## PROBLEM DETAILS
For the entries that follow, give the number of lines holding the string "within" and nothing more.

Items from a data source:

PR #298, opened 2022-05-18
Meta improvements

ajgdls:
This PR does the following:

- adds the ability to set a maxshape for a meta data dataset
- stores sockets as a dictionary indexed by endpoint instead of assuming rank 0,1,2,3 etc
- adds a compatibility change for python3

### DIFF
--- a/tools/python/odin_data/meta_writer/hdf5dataset.py
+++ b/tools/python/odin_data/meta_writer/hdf5dataset.py
@@ -20,7 +20,7 @@ class HDF5UnlimitedCache(object):
         self._fillvalue = fillvalue
         self._block_size = block_size
         self._blocks = {}
-        self._highest_index = 0
+        self._highest_index = -1
         if shape is None:
             self._shape = block_size
         else:
@@ -32,7 +32,9 @@ class HDF5UnlimitedCache(object):
             "Created unlimited HDF5UnlimitedCache for {}".format(self._name)
         )
 
-    def add_value(self, value, offset):
+    def add_value(self, value, offset=None):
+        if offset is None:
+            offset = self._highest_index + 1
         if offset > self._highest_index:
             self._highest_index = offset
         block_index, value_index = divmod(offset, self._block_size)
--- a/tools/python/odin_data/meta_writer/hdf5dataset.py
+++ b/tools/python/odin_data/meta_writer/hdf5dataset.py
@@ -14,23 +14,34 @@ class HDF5CacheBlock(object):
 class HDF5UnlimitedCache(object):
     """ An object to represent a cache used by an HDF5Dataset """
 
-    def __init__(self, name, dtype, fillvalue, block_size, stale_time, shape=None):
+    def __init__(self, name, dtype, fillvalue, block_size, data_shape, block_timeout):
+        """
+        Args:
+            name(str): Name of underlying dataset
+            dtype(str) Datatype of cache blocks
+            fillvalue(value matching dtype): Fill value of cache blocks
+            block_size(int): Number of data elements within a cache block
+            data_shape(tuple(int)): Shape of individual data elements in a cache block
+            block_timeout(int): Timeout in seconds for a block
+                If no new values are added within the timeout the block will be marked
+                for deletion.
+
+        """
         self._name = name
         self._dtype = dtype
         self._fillvalue = fillvalue
         self._block_size = block_size
         self._blocks = {}
         self._highest_index = -1
-        if shape is None:
-            self._shape = block_size
-        else:
-            self._shape = (block_size,) + shape
-        self._blocks[0] = HDF5CacheBlock(self._shape, self._fillvalue, self._dtype)
-        self._stale_time = stale_time
-        self._logger = logging.getLogger("HDF5UnlimitedCache")
-        self._logger.debug(
-            "Created unlimited HDF5UnlimitedCache for {}".format(self._name)
+        self._block_shape = (block_size,) + data_shape
+        self._block_timeout = block_timeout
+
+        self._blocks[0] = HDF5CacheBlock(
+            self._block_shape, self._fillvalue, self._dtype
         )
+
+        self._logger = logging.getLogger("HDF5UnlimitedCache")
+        self._logger.debug("Created cache for {}".format(self._name))
 
     def add_value(self, value, offset=None):
         if offset is None:
@@ -41,7 +52,7 @@ class HDF5UnlimitedCache(object):
         if block_index not in self._blocks:
             self._logger.debug("New cache block required")
             self._blocks[block_index] = HDF5CacheBlock(
-                self._shape, self._fillvalue, self._dtype
+                self._block_shape, self._fillvalue, self._dtype
             )
         self._blocks[block_index].has_new_data = True
         self._blocks[block_index].data[value_index] = value
@@ -54,7 +65,7 @@ class HDF5UnlimitedCache(object):
             if not block.has_new_data:
                 # If the block has no new data check if it has become stale and delete
                 time_since_flush = time() - block.flush_time
-                if time_since_flush > self._stale_time:
+                if time_since_flush > self._block_timeout:
                     purged_blocks.append(block_index)
                     del self._blocks[block_index]
         self._logger.debug(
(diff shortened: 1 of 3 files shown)


tools/python/odin_data/meta_writer/meta_listener.py
```diff
@@ -70,18 +71,19 @@ def run(self):
...
-            data_sockets.append(socket)
+            socket.setsockopt(zmq.SUBSCRIBE, cast_bytes(""))
+            data_sockets[endpoint] = socket
+
 
         poller = zmq.Poller()
         poller.register(ctrl_socket, zmq.POLLIN)
         for socket in data_sockets:
-            poller.register(socket, zmq.POLLIN)
+            poller.register(data_sockets[socket], zmq.POLLIN)
```
GDYendell, line 86:
```suggestion
        for socket in data_sockets.values():
            poller.register(socket, zmq.POLLIN)
```

tools/python/odin_data/meta_writer/meta_listener.py
```diff
@@ -98,8 +100,8 @@ def run(self):
                     continue
 
                 for socket in data_sockets:
-                    if sockets.get(socket) == zmq.POLLIN:
-                        self.handle_data_message(socket)
+                    if sockets.get(data_sockets[socket]) == zmq.POLLIN:
+                        self.handle_data_message(data_sockets[socket], socket)
```
GDYendell, line 104: Same here

tools/python/odin_data/meta_writer/hdf5dataset.py
```diff
@@ -20,11 +20,12 @@ def __init__(self, name, dtype, fillvalue, block_size, stale_time, shape=None):
         self._fillvalue = fillvalue
         self._block_size = block_size
         self._blocks = {}
-        self._highest_index = 0
+        self._highest_index = -1
```
GDYendell, line 23: This seems like an important change. Was this broken before?

tools/python/odin_data/meta_writer/hdf5dataset.py
```diff
@@ -20,11 +20,12 @@ def __init__(self, name, dtype, fillvalue, block_size, stale_time, shape=None):
...
         if shape is None:
             self._shape = block_size
         else:
-            self._shape = (block_size,) + shape
+            self._shape = (block_size,) + shape[1:]
```
GDYendell, line 27: Could you explain this?

tools/python/odin_data/meta_writer/meta_writer.py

## EXERCISE RESPONSE
2